Not only are these beers different, but producing them is as well. At the A-B plant in St. Louis where Celebrate and Private Reserve were brewed a small run usually produces 3,000 barrels (9,300 gallons of beer). These two were brewed in smaller quantities.

“We’ve been learning to use our equipment in a more flexible way,” said brewer Nathaniel Davis, a member of the New Products Group formed in 2004. “We’re coming at these beer from the consumer’s standpoint. We’ve scaled down or used partial tanks, and this allows us not to require enormous volume.”

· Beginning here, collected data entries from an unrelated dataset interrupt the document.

PR #1247, opened 2019-04-16
Add note about editable package pitfall (#4749)

onnodb:
This is a tiny update to the documentation, pointing out the small pitfall with editable packages I encountered in conan-io/conan#4749.

I hope this helps! Please do feel free to reject if you feel this is not a good place and/or wording.

### DIFF
--- a/developing_packages/editable_packages.rst
+++ b/developing_packages/editable_packages.rst
@@ -248,6 +248,12 @@ time, without any Conan command.
 
     When a package is in editable mode, most of the commands will not work. It is not possible to :command:`conan upload`,
     :command:`conan export` or :command:`conan create` when a package is in editable mode.
+    
+.. note::
+
+   CMake-based consumer projects may not pick up on modifications made to header files in the editable package. In this 
+   case, a full rebuild is necessary to pick up on the changes in the package's source files. Using :ref:`workspaces`
+   may provide a better workflow in this specific case.
 
 Revert the editable mode
 ------------------------


developing_packages/editable_packages.rst
```diff
@@ -248,6 +248,12 @@ time, without any Conan command.
 
     When a package is in editable mode, most of the commands will not work. It is not possible to :command:`conan upload`,
     :command:`conan export` or :command:`conan create` when a package is in editable mode.
+    
+.. note::
+
+   CMake-based consumer projects may not pick up on modifications made to header files in the editable package. In this
```
danimtb: I think this behavior is not specific to CMake, but any build system and working with editable packages

danimtb: I mean, this is the normal (maybe not expected at first try) behavior

onnodb: That's entirely fair, it's just that I offered to add a note in the documentation in the linked Conan issue. 

I think it's enough of a potential trip-up that I figured it could save people troubleshooting time if one would point this out up-front. But feel free to close the PR if you don't think that's necessary.

danimtb: I think the note is fine, just make it more generic (it doesn't happen only with header libraries but any other library as well) and is not specific to CMake

czoido:
Hi! We are closing this PR as we are no longer merging changes for the Conan 1.x documentation. Thank you very much for your time and effort!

Although A-B has not released a holiday-type beer since the late 1990s, the company has a tradition of brewing such specials. “We have evidence of rich Christmas brews, but we don’t have the recipes,” Davis said. In earlier days, these beers were sometimes made only at local breweries and given to employees and special customers.

The Private Reserve comes with a swing top closure. “It lends itself to camaraderie. The pop is like a champagne cork,” Davis said. He said the beer has enough carbonation to pop a couple of times, but the beer really is meant to be consumed in a single session by several drinkers.

“I like it as it warms up,” he said. The same is true of Celebrate, which is sold by the single 24-ounce bottle or with two 13.5-ounce snifters. “You want to serve it in an appropriately wide glass. You really want it to open up,” Davis said.

“I’d taste it (Celebrate) up to room temperature,” Davis said. “I’ve even mulled it.”

Is there a target audience for these beers? “We are getting tremendous feedback across the board,” Davis said. “We love to talk about beer. We’re passionate about what we’re doing.”

The Winter’s Bourbon Cask is the second in A-B seasonal series, following Jack’s Pumpkin Spice Ale.

Although the ingredients are similar, “Winter’s Bourbon Cask Ale and Michelob Celebrate are two different beers,” said brewer Florian Kuplent, another member of the New Products Group. “Winter’s Bourbon Cask Ale is an all-malt, draft ale that is best enjoyed served cold and has a tawny color and hoppy aroma.

“Michelob Celebrate is a lager beer best enjoyed while sipping at room temperature. … Although both beers share a few of the ingredients we’ve found people enjoy during the winter and holiday seasons – each one has a distinct taste.”

Just as Davis points out the swing top on Private Reserve invites sharing, Kuplent says Bourbon Cask is designed to be enjoyed in a communal setting. “It’s a great complement to an evening out with friends and family and is perfect for enjoying over storytelling, taking refuge from the stresses of the day, and escaping the blustery weather outdoors,” he said.

A quick note: The St. Louis Post-Dispatch recently profiled the Research Pilot Brewery and the Brewing New Products Group. An interesting read, including the fact that Chairman August A. Busch III suggested a beer using blueberries.